--- Problem ---
Read through the entries below and return each line with the word "before".
(Beginning of Records to use)
PR #5211, opened 2026-08-25
ci: re-enable check_gas_cost_definitions xtask

### LINKED ISSUE #4943: re enable CI task "check_gas_cost_definitions"
With the release of MAIN.4.0 some code that supported this task was removed.
Hence, the task failed.
Hence, the task was commented.

This is an important task that must be re-enabled.

0xB19:
## Summary

Closes #4943. The `check_gas_cost_definitions` xtask compared the ABI
gas cost keys of the shipped `abi_gas_costs.json` against
`massa-sc-runtime`. The runtime update shipped with MAIN.4.0 replaced
the internal ABI-costs map (and its accessor) with named struct fields,
the task stopped compiling, and the `misc` CI job was commented out.
This PR reimplements the check on the current `GasCosts` API and
re-enables the job.

## Change

- `massa-xtask/src/check_gas_cost_definitions.rs`: new implementation.
  - Missing definitions: loading the shipped file with `GasCosts::new`
    fails if any cost required by the runtime is absent (the node would
    not start), and fails the task. Same failure semantics as the old
    check.
  - Stale definitions: the runtime no longer exposes its expected key
    set, so the task probes `GasCosts::new` with each key removed in
    turn; a key whose removal does not break loading is unused. Warned
    about but not failing, as before. This replaces the old hardcoded
    exclude list and cannot drift.
- The task is no longer gated behind the `gas_calibration` feature: it
  no longer needs `GasCosts::default()`. It still works through the
  `cargo xtask` alias, which enables that feature.
- `.github/workflows/ci.yml`: the `misc` job is uncommented, unchanged.

## Testing

- `cargo xtask check_gas_cost_definitions` passes on the current file
  and reports no stale key.
- Removing a key from `abi_gas_costs.json` makes the task fail with
  "assembly_script_abort cost not found in ABI gas cost file".
- Adding a bogus key makes the task print
  "Found in json but not used by the runtime: bogus_stale_key" and
  still succeed.
- clippy and fmt clean on the crate.
- Full CI suite green on this PR, including the re-enabled `misc` job
  running `cargo xtask check_gas_cost_definitions` on itself.

## Risk

None at runtime: the change only touches the xtask and CI. The CI job
keeps `continue-on-error: true`, as before.

---

* [ ] try in sandbox /simulation/labnet (not applicable, CI-only change)
* [ ] unit tests on the added/changed features (validated by running the
  task against altered inputs, see Testing)

### DIFF
--- a/.github/workflows/ci.yml
+++ b/.github/workflows/ci.yml
@@ -116,23 +116,23 @@ jobs:
           submodules: "recursive"
       - uses: crate-ci/typos@master
 
-  # misc:
-  #   if: github.ref != 'refs/heads/staging'
-  #   needs: sanity
-  #   runs-on: ubuntu-latest
-  #   continue-on-error: true
-  #   steps:
-  #     - uses: actions/checkout@v4
-  #       with:
-  #         submodules: "recursive"
-  #     - uses: dtolnay/rust-toolchain@master
-  #       with:
-  #         toolchain: 1.81.0
-  #     - uses: Swatinem/rust-cache@v2
-  #       with:
-  #         shared-key: "clippy"
-  #         save-if: ${{ github.ref_name == 'main' }}
-  #     - run: cargo xtask check_gas_cost_definitions
+  misc:
+    if: github.ref != 'refs/heads/staging'
+    needs: sanity
+    runs-on: ubuntu-latest
+    continue-on-error: true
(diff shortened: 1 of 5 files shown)


Leo-Besancon (approved):
LGTM.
(End of Records to use)
--- Reply to the task ---
    about but not failing, as before. This replaces the old hardcoded
keeps `continue-on-error: true`, as before.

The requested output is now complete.